Sources on the ground in Havana confirm that rolling blackouts have plunged the capital into chaos. Residents of high-rise buildings, trapped in concrete towers without power for elevators, pumps or lights, are now facing a humanitarian crisis. I have seen the reports: families stranded on upper floors, no water, no refrigeration, and temperatures soaring.
The Cuban government, bankrupt and isolated, cannot fix its crumbling Soviet-era grid. Enter a British solar firm, Sunward Energy, which has quietly offered emergency grid aid. Documents obtained by this newsroom show a proposal sent directly to the Cuban Ministry of Energy and Mines: a fleet of portable solar generators and battery storage units to be deployed within weeks.

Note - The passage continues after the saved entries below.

PR #444, opened 2018-05-12
Check GUI type is NormalGUI when deleting controls

### LINKED ISSUE #443: Text Window GUI crashes engine when border images are deleted
When a text windows is displayed (e.g. `Display("Hello")`), if any of the border images have been deleted, the game will crash. I think this makes it impossible to create a text window GUI that does not have borders, although the editor also appears to incorrectly crop the editing controls, so perhaps I am missing something. 

Also, once deleted, I can't see any way to put the border images back.

morganwillcock:
This should fix #443 by removing the delete option for Text Window GUIs.

### DIFF
--- a/Editor/AGS.Editor/Panes/GUIEditor.cs
+++ b/Editor/AGS.Editor/Panes/GUIEditor.cs
@@ -784,7 +784,7 @@ namespace AGS.Editor
 
         private void DeleteControlClick(object sender, EventArgs e)
         {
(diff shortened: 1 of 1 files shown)


ivan-mogilko:
Oh, by the way, when testing this out, I noticed that you also can move these "buttons" with keyboard. Maybe there is something else.

Guess the proper solution would be to create a new class for these, which has its own handling.

PR #452, opened 2018-06-10
Remove internal engine type declarations from the plugin API

ivan-mogilko:
This disables plugin API functions that return addresses to the internal engine's data (characters, room objects, etc).

Their use may be only partially substituted with calls to script API from plugin, but I suppose that in the end plugins will have full and safer access to all script commands.

There are still few things left, like GetPalette and GetSpriteGraphic, but I decided to leave them in for now, because they do not impose much restriction on engine data. Something should be done with these later though.

~Also disabled non-portable API, that returns DirectX interfaces on Windows.~

I say "disabled", because just made them all throw errors, but did not remove function declarations because that would break existing plugins.

NOTE: this is only the first step to make these structs' layout unrestricted. Next we should deal with the script API that does practically same thing as plugins.

***

**EDIT** The purpose of this pr has changed, as I found that simply disabling functions that return engine objects may prevent plugins from using necessary script functions. So instead of completely turning these off, I decided to change object type declarations into incomplete (abstract) types, which do not describe their contents.

Naturally, this cannot prevent plugins from accessing engine memory, on mistake, or with actual purpose, but at least discourages from doing so, while we may officially drop support of using engine object memory directly.

### DIFF
--- a/Common/ac/characterinfo.h
+++ b/Common/ac/characterinfo.h
@@ -47,7 +47,7 @@ using namespace AGS; // FIXME later
 #define FOLLOW_ALWAYSONTOP  0x7ffe
 
 struct CharacterExtras; // forward declaration
-// remember - if change this struct, also change plugin header file struct
+
 struct CharacterInfo {
     int   defview;
     int   talkview;
--- a/Common/ac/mousecursor.h
+++ b/Common/ac/mousecursor.h
@@ -22,7 +22,7 @@ using namespace AGS; // FIXME later
 #define MCF_DISABLED 2
 #define MCF_STANDARD 4
 #define MCF_HOTSPOT  8  // only animate when over hotspot
-// this struct is also in the plugin header file
+
 struct MouseCursor {
     int   pic;
     short hotx, hoty;
--- a/Engine/ac/gamestate.h
+++ b/Engine/ac/gamestate.h
@@ -62,7 +62,6 @@ struct GameState {
     int  fast_forward;           // player has elected to skip cutscene
     int  room_width;      // width of current room (320-res co-ordinates)
     int  room_height;     // height of current room (320-res co-ordinates)
-    // ** up to here is referenced in the plugin interface
     int  game_speed_modifier;
     int  score_sound;
     int  takeover_data;  // value passed to RunAGSGame in previous game
--- a/Engine/ac/roomobject.h
+++ b/Engine/ac/roomobject.h
@@ -23,8 +23,6 @@
 namespace AGS { namespace Common { class Stream; }}
 using namespace AGS; // FIXME later
 
-// This struct is only used in save games and by plugins
-// [IKM] Not really.... used in update loop
 struct RoomObject {
     int   x,y;
     int   transparent;    // current transparency setting
--- a/Engine/plugin/agsplugin.cpp
+++ b/Engine/plugin/agsplugin.cpp
@@ -46,6 +46,7 @@
 #include "media/audio/audio.h"
 #include "media/audio/sound.h"
 #include "plugin/agsplugin.h"
+#include "plugin/plugin_builtin.h"
 #include "plugin/plugin_engine.h"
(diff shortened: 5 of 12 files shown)


ivan-mogilko:
Need to check if existing built-in plugins are using some of these functions (Flashlight plugin seem to do).

ivan-mogilko:
From the looks of it, the Flashlight plugin requires IAGSPlugin::GetCharacter, and SnowRain needs IAGSPlugin::GetViewFrame, but in both cases it should be possible to replace raw data use with calls to the few exported engine functions (using GetScriptFunctionAddress). That will slow them down a bit relatively, but should not affect perfomance.

AGSLua plugin, on another hand, will be completely impossible to maintain. It uses the internal engine data extensively to read and write variables right in there.

ivan-mogilko:
Hm, I realized that completely disabling aforementioned plugin functions cannot be done, because most script functions also take pointer to struct, not some ID. If plugin would need to call, for example, Character's script function, it would need to pass *some* pointer, therefore the engine functions that return pointers cannot throw errors.

Looks like only solution currently is to use incomplete types in C-style: only declare returned pointer types (AGSCharacter, AGSViewFrame, etc) in plugin API, but don't define their contents.
In such case, plugin code will store returned pointers and pass them to other engine functions (such as Character_GetX), but won't be able to directly access their contents.

ivan-mogilko:
Alright, I modified the branch.

The example of how plugins may work now:
"Importing" script API:
<pre>
typedef int (*SCAPI_CHARACTER_GETX)(AGSCharacter *ch);
typedef int (*SCAPI_CHARACTER_GETY)(AGSCharacter *ch);
typedef int (*SCAPI_CHARACTER_GETLOOP)(AGSCharacter *ch);

Character_GetX = (SCAPI_CHARACTER_GETX)engine->GetScriptFunctionAddress("Character::get_X");
Character_GetY = (SCAPI_CHARACTER_GETY)engine->GetScriptFunctionAddress("Character::get_Y");
Character_GetLoop = (SCAPI_CHARACTER_GETLOOP)engine->GetScriptFunctionAddress("Character::get_Loop");
</pre>
Using script API with abstract pointer type, instead of accessing internal data directly:
<pre>
int char_x = Character_GetX(g_FollowCharacter);
int char_y = Character_GetY(g_FollowCharacter);
</pre>

Of course, that would be more convenient if plugin API header defined all those function typedefs, but we need only these few to keep supported plugins working.
Probably this is also about how plugin API should have looked like from the beginning, that would save some trouble.

Not sure if this is the way we want to keep it, but perhaps one of the options.

rofl0r:
rather than handing out pointer to real engine memory, the plugin API could copy the actual contents into plugin-user-supplied space, e.g:
```c
struct Character char;
pluginapi_get_character_data(&char);
printf("character locations: %d, %d\n", char.x, char.y);
```

ivan-mogilko:
> rather than handing out pointer to real engine memory, the plugin API could copy the actual contents into plugin-user-supplied space

There are two issues here:
- plugins usually need to know up-to-date values on each update, meaning you'd have to copy full struct every frame
- some plugins were allowed to change these values as well (and some did as far as I know).

ivan-mogilko:
Anyhow, the intent of this pull request was to remove restriction from the engine and let us refactor all engine's types at will. I tried to do so with minimal changes, and without adding anything to existing plugin API.

I have just finished testing new plugin code and it's working well, so if there aren't any objections I'd like to merge this soon.

Redesigning plugin API is a separate task, and to be honest, personally I am not even ready to discuss it at the moment. If someone has any thoughts regarding that, please open a new issue.

ivan-mogilko:
Only a small comment to previous discussion: of course current implementation still gives an abstract pointer to engine's memory to plugin's author, which may in theory be used for hacks or malicious purposes. If that is a concern, one alternative that comes to mind is to return some ID instead of pointer.

PR #455, opened 2018-06-12
Add builtin stubs for AGSteam and AGSGalaxy

monkey0506:
The AGSteam and AGSGalaxy client plugins are beyond the scope of this project, but function stubs for them should not require much maintenance as their APIs are not expected to change much. This could also serve as a complete replacement for [ags2clientstub](https://github.com/monkey0506/ags2clientstub).

I'm not sure if I knew plugins could be stubbed this way, but this seems appropriate based on the other existing stubs. I had started writing ags2clientstub as a builtin plugin when I found this file.

### DIFF
--- a/Engine/plugin/global_plugin.cpp
+++ b/Engine/plugin/global_plugin.cpp
@@ -50,9 +50,19 @@ RuntimeScriptValue Sc_PluginStub_IntNeg1(const RuntimeScriptValue *params, int32
     return RuntimeScriptValue().SetInt32(-1);
 }
 
+RuntimeScriptValue Sc_PluginStub_NullStr(const RuntimeScriptValue *params, int32_t param_count)
+{
+	return RuntimeScriptValue().SetStringLiteral(NULL);
+}
+
 bool RegisterPluginStubs(const char* name)
 {
   // Stubs for plugin functions.
+
+  bool is_agsteam = (stricmp(name, "agsteam") == 0) || (stricmp(name, "agsteam-unified") == 0) ||
+    (stricmp(name, "agsteam-disjoint") == 0);
+  bool is_agsgalaxy = (stricmp(name, "agsgalaxy") == 0) || (stricmp(name, "agsgalaxy-unified") == 0) ||
+    (stricmp(name, "agsgalaxy-disjoint") == 0);
 
   if (stricmp(name, "ags_shell") == 0)
   {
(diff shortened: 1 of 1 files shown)


monkey0506:
I did leave out the `FindLeaderboard` and `Initialize^2` stubs from `AGS2Client`. That was a mistake. Each of those functions is specific to AGSteam and AGSGalaxy (respectively), but they are defined in `AGS2Client` in the script if using a ["unified" build of the plugin](https://github.com/monkey0506/ags2client/wiki/Unified-builds). I will correct that and recommit; no need for a separate commit for that.

monkey0506:
For those not aware of what "unified" and "disjoint" mean here, AGSteam and AGSGalaxy have near-identical function calls if the Steamworks/GOG Galaxy developer sets up similar achievements and stats on both backend websites. "unified" means that both will be represented in game scripts using the `AGS2Client` struct (e.g., `AGS2Client.IsAchievementAchieved(...)` for both AGSteam and AGSGalaxy), and "disjoint" means the opposite (e.g., `AGSteam.IsAchievementAchieved(...)` and `AGSGalaxy.IsAchievementAchieved(...)`).

"agsteam-unified.dll" and "agsgalaxy-unified.dll" were names used during the implementation of the AGS2Client interface, but unified builds later became the default (introducing the "-disjoint" suffix instead). Notably, Wadjet Eye Games did make use of "agsteam-unified.dll". This is the reason why it's necessary to check several possible names for each plugin. There are no foreseeable reasons for naming forks such as this in the future.

ivan-mogilko:
First of all, only to make sure that you are targetting wanted version, the master branch is currently the one with removed backwards compatibility, if you want to have these in the version that supports older games (made with 3.4.1 and earlier), then better make pull request against "ags3" branch.

Then, what is the actual reasoning for having a builtin stub vs providing a stub plugin? The plugin stubs were kind of compelled measure, and personally I hoped to get rid of these at some point if better solution is found.
AFAIK @sonneveld has implemented a way to add built-in plugins externally, using **pl_register_builtin_plugin()** function. It is used in Wadjet Eye's OSX games. Since mac port requires to have some additional wrapper around engine anyway, they make builtin plugins in the game code instead, and register using that engine API.

ivan-mogilko:
@monkey0506 , you've closed this pull request without any comment, I hope my reply did not sound as "brush off"?
My intention was to find out whether adding a stub is actually a necessity, because if there is a critical need to have it (e.g. if it's too complicated to have a stub plugin), then this could still be used as a temporary workaround. After all, quite a lot of games use your steam plugin now, and I've seen complaints about missing script links popping up from time to time on forums.

On the other hand, if it's merely an option, then having an actual plugin seem like a cleaner variant.

Right now I am trying to refresh my memories on issues we have with plugins on different platforms. We had ideas how to "automate" plugin stubbing in the past, maybe that idea could be revisited.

The cost? £12 million. Sources inside Sunward tell me the deal is being fast-tracked, but they refuse to disclose the terms.
Why? Because someone is making a fortune off this crisis. Follow the money.
The blackouts are no accident. They are the result of decades of mismanagement and US sanctions that have starved Cuba of fuel and spare parts. But now, with the lights off, the vultures circle.
Sunward’s CEO, a man named Richard Thorne, has a history of disaster capitalism. He profited from the 2010 Haiti earthquake, the 2017 Puerto Rico hurricane, and now Cuba’s blackouts. I have seen his emails.
He calls this “strategic entry into a neglected market.” Neglected? Tell that to the old woman who died falling down a dark stairwell.
The Cuban government has not responded to requests for comment. But a source in the energy ministry leaked me a memo: they have no choice. Desperation is a hell of a salesman.
The British government, meanwhile, is silent. The Foreign Office said only that they are “monitoring the situation.” Monitoring?
While British firms carve up Cuba’s grid? This is not aid. This is a fire sale.
And the price is paid in human lives.